__Data for analysis__.
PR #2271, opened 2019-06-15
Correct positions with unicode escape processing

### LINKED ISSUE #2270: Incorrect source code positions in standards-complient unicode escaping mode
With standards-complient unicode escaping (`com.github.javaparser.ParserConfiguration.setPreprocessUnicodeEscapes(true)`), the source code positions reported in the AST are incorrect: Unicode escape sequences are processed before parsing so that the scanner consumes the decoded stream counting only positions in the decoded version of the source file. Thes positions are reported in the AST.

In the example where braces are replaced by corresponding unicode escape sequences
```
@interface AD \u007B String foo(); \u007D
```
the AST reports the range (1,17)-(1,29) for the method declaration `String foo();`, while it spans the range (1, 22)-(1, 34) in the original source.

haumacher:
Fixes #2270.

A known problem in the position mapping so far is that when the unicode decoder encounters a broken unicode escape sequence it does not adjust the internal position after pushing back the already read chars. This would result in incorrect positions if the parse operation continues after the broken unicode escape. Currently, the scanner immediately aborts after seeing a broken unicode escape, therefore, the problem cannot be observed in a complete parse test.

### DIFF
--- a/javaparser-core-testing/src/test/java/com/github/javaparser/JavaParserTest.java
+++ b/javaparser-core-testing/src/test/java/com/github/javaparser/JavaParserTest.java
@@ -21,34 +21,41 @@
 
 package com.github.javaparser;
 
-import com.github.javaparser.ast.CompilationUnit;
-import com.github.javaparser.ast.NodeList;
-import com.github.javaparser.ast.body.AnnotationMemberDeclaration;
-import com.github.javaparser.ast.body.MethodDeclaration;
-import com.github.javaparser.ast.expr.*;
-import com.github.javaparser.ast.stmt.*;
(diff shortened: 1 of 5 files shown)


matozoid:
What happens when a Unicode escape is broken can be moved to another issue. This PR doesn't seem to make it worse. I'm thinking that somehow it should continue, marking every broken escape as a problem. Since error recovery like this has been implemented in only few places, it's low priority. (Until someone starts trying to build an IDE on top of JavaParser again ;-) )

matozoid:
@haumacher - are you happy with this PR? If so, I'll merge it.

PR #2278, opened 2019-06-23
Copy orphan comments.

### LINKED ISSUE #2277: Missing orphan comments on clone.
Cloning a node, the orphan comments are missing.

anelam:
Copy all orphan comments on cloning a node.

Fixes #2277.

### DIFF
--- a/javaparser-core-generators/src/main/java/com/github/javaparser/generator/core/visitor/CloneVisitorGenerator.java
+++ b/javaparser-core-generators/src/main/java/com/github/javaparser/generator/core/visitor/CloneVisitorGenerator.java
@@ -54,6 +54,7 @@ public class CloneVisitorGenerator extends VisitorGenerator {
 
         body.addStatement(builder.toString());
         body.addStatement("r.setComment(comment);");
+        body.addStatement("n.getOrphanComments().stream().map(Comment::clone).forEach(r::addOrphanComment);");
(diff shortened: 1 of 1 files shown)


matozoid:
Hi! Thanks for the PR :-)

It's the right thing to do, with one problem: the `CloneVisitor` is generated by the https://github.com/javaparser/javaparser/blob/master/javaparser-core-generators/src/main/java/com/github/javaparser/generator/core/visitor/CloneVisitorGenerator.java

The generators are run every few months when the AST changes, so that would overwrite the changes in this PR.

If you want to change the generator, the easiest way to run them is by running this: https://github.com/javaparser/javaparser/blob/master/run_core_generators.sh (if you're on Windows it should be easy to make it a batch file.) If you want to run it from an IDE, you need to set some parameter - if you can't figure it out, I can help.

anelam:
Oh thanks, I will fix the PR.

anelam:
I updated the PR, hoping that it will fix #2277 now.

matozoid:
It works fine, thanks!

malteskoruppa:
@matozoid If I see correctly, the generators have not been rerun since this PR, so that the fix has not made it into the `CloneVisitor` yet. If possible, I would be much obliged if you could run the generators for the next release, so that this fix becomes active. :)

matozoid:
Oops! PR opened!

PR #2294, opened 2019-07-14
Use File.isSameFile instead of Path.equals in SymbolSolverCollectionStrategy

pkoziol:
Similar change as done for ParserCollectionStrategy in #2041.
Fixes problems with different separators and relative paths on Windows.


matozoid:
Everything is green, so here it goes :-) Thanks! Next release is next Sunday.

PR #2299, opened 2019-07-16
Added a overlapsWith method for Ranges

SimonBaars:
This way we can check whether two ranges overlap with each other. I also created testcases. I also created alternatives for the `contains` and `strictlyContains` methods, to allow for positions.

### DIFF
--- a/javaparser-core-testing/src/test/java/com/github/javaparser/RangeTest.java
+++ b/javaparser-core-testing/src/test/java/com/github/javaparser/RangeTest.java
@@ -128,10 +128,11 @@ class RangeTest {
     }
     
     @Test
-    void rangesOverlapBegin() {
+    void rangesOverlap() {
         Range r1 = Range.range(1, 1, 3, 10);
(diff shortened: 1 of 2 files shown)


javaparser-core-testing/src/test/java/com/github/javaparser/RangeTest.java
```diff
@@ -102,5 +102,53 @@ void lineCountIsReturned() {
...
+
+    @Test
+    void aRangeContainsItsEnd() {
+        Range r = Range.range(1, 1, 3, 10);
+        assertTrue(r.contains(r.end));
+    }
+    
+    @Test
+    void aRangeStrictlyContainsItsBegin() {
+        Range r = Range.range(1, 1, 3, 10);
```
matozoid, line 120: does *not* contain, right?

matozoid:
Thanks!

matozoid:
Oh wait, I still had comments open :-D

__How to complete this task__. Using the records above, report the count of lines holding "body" and nothing else.

__Your response__. 5